トランプ米大統領の支持者たちは、昨年の選挙関連のイベント会場でTシャツや赤い「MAGA」のキャップ、さらにはトランプの彼の顔が描かれたコインまで、あらゆる記念グッズを購入していた。そして、一部の支持者たちは、それらのグッズの購入が「投資」につながり、トランプが当選すればグッズの価値が上昇し、利益が得られるという話を聞かされていたが、それは詐欺だった。
フォーブスが入手した警察の捜査令状によると、アラバマ州のある女性は通信アプリ、テレグラムのトランプ支持者が集まるグループを閲覧していた際に、「グッズを持っているだけで報酬を得られる」という話を見つけたという。彼女は、自分が持っているトランプのグッズで収益を得られかもしれないと思い、その仕組みを宣伝していたアカウントに連絡を取った。

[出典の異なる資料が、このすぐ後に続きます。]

PR #251, opened 2015-12-01
Support x forwarded proto

AD7six:
If the backend server is behind a load balancer, reported urls are always http - as that's the protocol the loadbalancer is talking to the backend server with. The reported url should match that of the client.

### DIFF
--- a/lib/Raven/Client.php
+++ b/lib/Raven/Client.php
@@ -74,6 +74,7 @@ class Raven_Client
         $this->ca_cert = Raven_util::get($options, 'ca_cert', $this->get_default_ca_cert());
         $this->verify_ssl = Raven_util::get($options, 'verify_ssl', true);
         $this->curl_ssl_version = Raven_Util::get($options, 'curl_ssl_version');
+        $this->trust_x_forwarded_proto = Raven_Util::get($options, 'trust_x_forwarded_proto');
 
         $this->processors = $this->setProcessorsFromOptions($options);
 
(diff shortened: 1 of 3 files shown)


lib/Raven/Client.php
```diff
@@ -781,22 +781,42 @@ private function uuid4()
...
+    {
+        if (!empty($_SERVER['HTTPS']) && $_SERVER['HTTPS'] !== 'off') {
+            return true;
+        }
+
+        if (!empty($_SERVER['SERVER_PORT']) && $_SERVER['SERVER_PORT'] == 443) {
+            return true;
+        }
+
+        if (!empty($_SERVER['X-FORWARDED-PROTO']) && $_SERVER['X-FORWARDED-PROTO'] === 'https') {
```
dcramer: this needs to be an opt-in behavior otherwise, I as a user, can just send these headers to the server

AD7six: I expected that =), though the scope for problems is hardly significant - it's just the url shown in the interface.

How do you want it opt in?

dcramer: we might be able to make it opt-out vs opt-in as I sort of agree the risk isnt great

probably just something like a config option saying "use_x_forwarded_proto"

AD7six: oks

I named the option `trust_x_forwarded_proto` as that more accurately describes what the option is for. Alternatively it's be better to permit setting the base-url to be submitted.

Note that all these option properties are public - because they aren't declared.

dcramer:
Awesome, thanks!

すると、グッズの写真を送れば、1300万ドル(約19億円)の「リベート」を貰えると言われたという。ただし、そのためには、暗号資産で15万2000ドル(約2240万円)相当の取引手数料を支払う必要があると告げられた。捜査令状によると、彼女はその手数料を詐欺師のウォレットに送金したが、リベートの話は宙に浮いたままになった。
これは、2020年代初頭から広まった「トランプ・リベート・バンキング(TRB)」と呼ばれる詐欺の最新の形態だ。詐欺師たちは、「トランプ関連のグッズは、彼が大統領に就任すれば莫大な価値を持つようになる」という話で支持者たちを騙していた。この詐欺の被害額は通常、数千ドル程度のものだったが、アラバマ州の女性のケースでは、より大規模な詐欺となった。

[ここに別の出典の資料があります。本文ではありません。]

PR #253, opened 2015-12-02
Always submit environment data

AD7six:
If an exception is caught in a cli process - no environment information is submitted. 

This can make debugging cli problems difficult if there is more than one possible cli candidate-process. In my own situation, from sentry's info alone, I usually have to guess which process is throwing the exception based upon class names in a stack trace.

Annoyingly, whilst this does what I intended (add env data to the info submitted to sentry) it's considered invalid:

screenshot from 2015-12-02 12-18-32

What's the correct way to submit env data to sentry for cli processes? It should be automatic imo, and not "extra", I'm not sure which page in the spec-docs I should be referring to.

### DIFF
--- a/lib/Raven/Client.php
+++ b/lib/Raven/Client.php
@@ -351,19 +351,20 @@ class Raven_Client
             }
         }
 
-        if (!$this->is_http_request()) {
-            return array('request' => $result);
+        if ($this->is_http_request()) {
+            $result += array(
+                'method' => $this->_server_variable('REQUEST_METHOD'),
+                'url' => $this->get_current_url(),
+                'query_string' => $this->_server_variable('QUERY_STRING'),
+                'data' => $_POST,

捜査令状によると、この女性は、リベートを受け取れなかった後、現地の警察に通報した。その結果、連邦捜査局(FBI)は昨年11月に取引所のバイナンスに命じて盗まれた資金を凍結させており、彼女の資金は戻って来る可能性が高いという。
オンライン上には今もなお、トランプ支持者を狙った詐欺が多数存在する。フォーブスは、テレグラム上でこのような詐欺を広めるアカウントが、まだ複数存在することを確認した。さらに、同様の詐欺は、トランプの盟友であるイーロン・マスクが所有するX(旧ツイッター)上でも多数見つかった。
「トランプ大統領の名前を使って詐欺をしたり、商品を売りつけたりするのは本当にひどいことだ」と、あるユーザーは投稿していた。また、価値が上がるという話を聞かされて、4万ドル(約600万円)をトランプのグッズに投じたというユーザーも確認できた。しかし、そのような被害者たちの投稿に対し、さらに別の詐欺アカウントが、「今すぐキャッシュアウトを手助けできます」という話を持ちかけていた。
Xは、フォーブスのコメント要請に応じなかった。
心理的な弱点を突く詐欺師
セキュリティ企業ESETのサイバーセキュリティアドバイザーであるジェイク・ムーアは、このような詐欺が広まる理由を次のように説明した。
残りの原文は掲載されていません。